In a game of Dead Running, the GM has several duties to keep the story flowing.
Interesting Opposition - The GM should always use interesting obstacles and opponents. A retinal scanner is more interesting than another locked door and a blackmailed father is more interesting than another thug. Also, it's the duty of GM to create interesting alternatives for tests. When a player tests to steal a car, "you fail" is much less interesting than "the car's owner sees you and comes running, with a knife."
Encourage Suspicion - When the players narrate, the GM should offer ideas to make characters more suspicious. When the GM narrates, all manner of NPCs, opponents, and even obstacles can be used to breed suspicion among the characters. Maybe the police only hassle half the team, maybe thugs kidnap a character and suddenly return him without injury, maybe an opponent keeps giving signals to one of the characters, etc. Little things like these can go a long way to set the mood of the game.
Spend Harm - The player lost a test. The GM was about to narrate an awesome defeat, but the player took a re-roll. Now it's the GM's duty to use the harm generated to make things tougher for the rest of the group! Spend that harm. Spend it!
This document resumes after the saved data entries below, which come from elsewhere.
PR #33, opened 2010-10-12
Added TwigView class.

jwpage:
Points for discussion:
1. Should `TwigView` live within the `slim` directory, or within a
   `slim/views` (or something) directory?
2. How should `CustomView`s handle options? Currently, two options
   (`twigDirectory` and `twigOptions`) simply exist as public vars
   that can be overridden. Was originally using `Slim::config` but
   dropped it, as it doesn't fit with the rest of the framework.
3. Should `TwigView::getTwigEnvironment()` be a singleton function, as
   it currently is? This means if someone renders a template, then
   wants to change the `twigOptions` and re-render, it won't take
   effect. I assume that's a fairly rare use-case, so haven't worried
   about it.
4. Should the Slim repository include the templating libraries it includes
   `CustomView`s for? I'm guessing not, so I haven't included it here.

Any feedback?

### DIFF
--- a/slim/Request.php
+++ b/slim/Request.php
@@ -112,7 +112,7 @@ class Request {
 		}
 		$this->headers = $this->getHttpHeaders();
 		$this->cookies = $_COOKIE;
-		$this->isAjax = isset($request->headers['X_REQUESTED_WITH']) && $request->headers['X_REQUESTED_WITH'] == 'XMLHttpRequest';
+		$this->isAjax = isset($this->headers['X_REQUESTED_WITH']) && $this->headers['X_REQUESTED_WITH'] == 'XMLHttpRequest';
 		$this->checkForHttpMethodOverride();
 	}
 
--- a/slim/TwigView.php
+++ b/slim/TwigView.php
@@ -35,13 +35,17 @@
  *
  * The TwigView is a Custom View class that renders templates using the Twig 
  * template language (http://www.twig-project.org/).
+ *
+ * Two fields that you, the developer, will need to change are:
+ * - twigDirectory
+ * - twigOptions
  */
 class TwigView extends View {
 
     /**
-     * @var TwigEnvironment The Twig environment for rendering templates.
+     * @var array The path to the Twig code directory.
      */
-    private $twigEnvironment = null;
+    public  $twigDirectory = null;
 
     /**
      * @var array The options for the Twig environment, see 
@@ -50,10 +54,9 @@ class TwigView extends View {
     public  $twigOptions = array();
 
     /**
-     * @var array The location of the Twig code directory.
-     * Defaults to __DIR__/../lib/Twig/lib/Twig in TwigView::getTwigDirectory().
+     * @var TwigEnvironment The Twig environment for rendering templates.
      */
-    public  $twigDirectory = null;
+    private $twigEnvironment = null;
 
     public function render( $template ) {
         $env = $this->getEnvironment();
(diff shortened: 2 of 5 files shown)


codeguy:
1. Only Slim classes will be in the `slim/` directory. I know I haven't made this too clear... I'm in the process of writing a Contributing to Slim guide which clarifies all of these details.
2. Because this class will likely be written/created/used by the Slim user, I think compartmentalizing the TwigView settings within the TwigView class would be fine.... so class vars or class constants should work. Or you could always use Slim::config('foo','bar'). Not so good for decoupling, but I don't see this CustomView existing without the Slim class anyway. If you do embed the vars in the class itself, be sure to prominently feature these at the very top of the class definition so they are super easy to find.
3. Yeah I wouldn't worry too much about it. If it becomes an issue, we can refactor later.
4. No. Definitely not. I want to keep the repository as light-weight as possible with little to no dependencies. We can just include the CustomView class with Slim, or we can publish the CustomView class in the Wiki documentation with hyperlinks to the respective template library's website (my vote).

Nice work! Let me know your thoughts and we'll figure out the best way to move forward.

jwpage:
1. Gotcha.
2. Opting for class vars at this stage. The rest of the slim/ classes are decoupled from Slim, so we should keep it that way.
3. Yep.
4. Agree with you there about not including Twig in the Slim repo. 
   Keeping CustomViews with the repo (perhaps in a slim/plugins dir?) or within a separate repo (slim-plugins?) would be my vote, since then we can include unit tests for it to prevent breaking the CustomViews (and other plugins) with future API changes.

I'm relatively happy with the commits at this stage, so you're welcome to pull it into the repository or put it up on the wiki if you like.

codeguy:
Sounds great. I'll take a look this weekend and pull your changes into a `plugins/` or `extras/` directory as you suggested. Been super busy this week with client work. Hoping to get back to Slim this weekend. Thanks for your help!

codeguy:
Just pulled in your custom TwigView class. I moved it out of the `slim/` directory and into the `views/` directory. I ran your unit tests locally and it worked great. However, because the Twig library will not be distributed with the Slim Framework, I removed the TwigView unit tests so that the core tests would pass without the Twig library.

What do you think about making $twigDirectory and $twigOptions public static variables? This way one could set these in `bootstrap.php` rather than in the TwigView class definition. I'm fine with TwigView as it is, just throwing the idea out there. Thanks!

jwpage:
Definitely correct, they should be static. I'll fix that and do another pull req.

codeguy:
Do you think it should be static? This would limit the functionality of the custom View class per HTTP request, but it does keep things nice and simple. Or would you rather I tweak the Slim::init() method so that it can A) accept the name of the custom View class as it currently does, and B) also accept an object of type View. Option B would allow you to instantiate and customize the custom View before initializing the Slim app, and then pass the custom View object into the Slim::init() method. Instantiating the custom View with option B would then allow you to avoid static variables and potentially utilize various instances of the custom View throughout the Slim app. Either way is fine. One is simple, less flexible. The other a bit more complex but more flexible. Thoughts?

jwpage:
Generally you don't need to render multiple templates per HTTP request anyway, and if you wanted to do multiple ones with different functionality in the class you'd just have to set TwigView::$twigDirectory to something else before the second `render()`.

As for the the Slim::init() call, it possibly does make sense to accept either a class name and a View class. It'd allow for much more flexibility in case the developer requires it.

Bring it Together - The toughest duty the GM will face is tying the whole tangle of plot together. If one player narrates rabid dogs tracking the courier team and another narrates secret microchips, it falls to the GM to tie these threads together with implanted tracking dogs or the like. Some threads can't be tied together, and that's fine, but it's the duty of the GM to create the most entertaining and sensible story possible.
Settle Disputes - This is when the GM steps in to mediate. When one player claims he stole narration before she did, the GM is the final word. If two players both want to start the next scene, the GM chooses one. Should pirates begin fighting ninjas during the game, the GM settles the debate.